Issue #177, opened 2024-03-25
Double stdout when prompting for telemetry


geclos:
After choosing an option in the telemetry prompt an identical output gets printed in stdout. Does not affect usage but looks broken.

PR #193, opened 2024-03-26
Avoid showing telemetry UI permissions twice and add tests

andresgutgon:
# What?
Fix this issue https://github.com/latitude-dev/latitude/issues/177

## 🐛 The bug: Double question
image

## Awesome test suite
image

### DIFF
--- a/packages/cli/src/lib/telemetry/index.ts
+++ b/packages/cli/src/lib/telemetry/index.ts
@@ -1,21 +1,20 @@
 import RudderAnalytics from '@rudderstack/rudder-sdk-node'
-import configStore from '../configStore'
 import crypto from 'crypto'
 import os from 'os'
 import { select } from '@inquirer/prompts'
 
 import type { TelemetryEvent, TelemetryEventType } from './events'
 import chalk from 'chalk'
+import configStore from '$src/lib/configStore'
 
 const CLIENT_KEY = '2daExoSEzxW3lPbRFQVoYIGh0Rb'
 const ANALYTICS_URL = 'https://latitudecmggvg.dataplane.rudderstack.com'
-
 type TelemetryConfig = {
   enabled: boolean | undefined
   anonymousUserId: string | undefined
 }
 
-class Telemetry {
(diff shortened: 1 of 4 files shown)


packages/cli/src/lib/telemetry/index.ts
```diff
@@ -41,33 +40,26 @@ class Telemetry {
...
 
   enable() {
-    this.track({ event: 'telemetryEnabled' })
+    this.trackWithoutCheck({ event: 'telemetryEnabled' })
     configStore.set('telemetry.enabled', true)
   }
 
   disable() {
-    this.track({ event: 'telemetryDisabled' })
+    this.trackWithoutCheck({ event: 'telemetryDisabled' })
```
andresgutgon, line 55: This was the bug. We were calling `track` which has `setup` inside so inside a setup we ended calling again `setup` and there for the question appeared twice

packages/cli/src/lib/telemetry/index.ts
```diff
@@ -41,33 +40,26 @@ class Telemetry {
...
   private async setup() {
-    // Only do this one time one running the CLI
     if (this.initialized) return this.enabled
-
-    if (this.enabled !== undefined) {
-      this.initialized = true
-      return this.enabled
-    }
+    if (this.enabled === true) return true
+    if (this.enabled === false) return false
```
csansoon, line 62: `if (this.enabled !== undefined) return this.enabled`

packages/cli/src/lib/telemetry/index.ts
csansoon: Also now that you're with it, there's another bug where sometimes it doesn't add a new line after the last selectable option, so the next message appears right after "No, maybe later\<next message>":

image

csansoon (dismissed):

packages/cli/src/lib/telemetry/index.ts
andresgutgon: This is also fixed with this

• [ABOUT THIS TASK]:
Return all lines of the material above in which "configStore" occurs.

• [ANSWER SPACE]:
-import configStore from '../configStore'
+import configStore from '$src/lib/configStore'
     configStore.set('telemetry.enabled', true)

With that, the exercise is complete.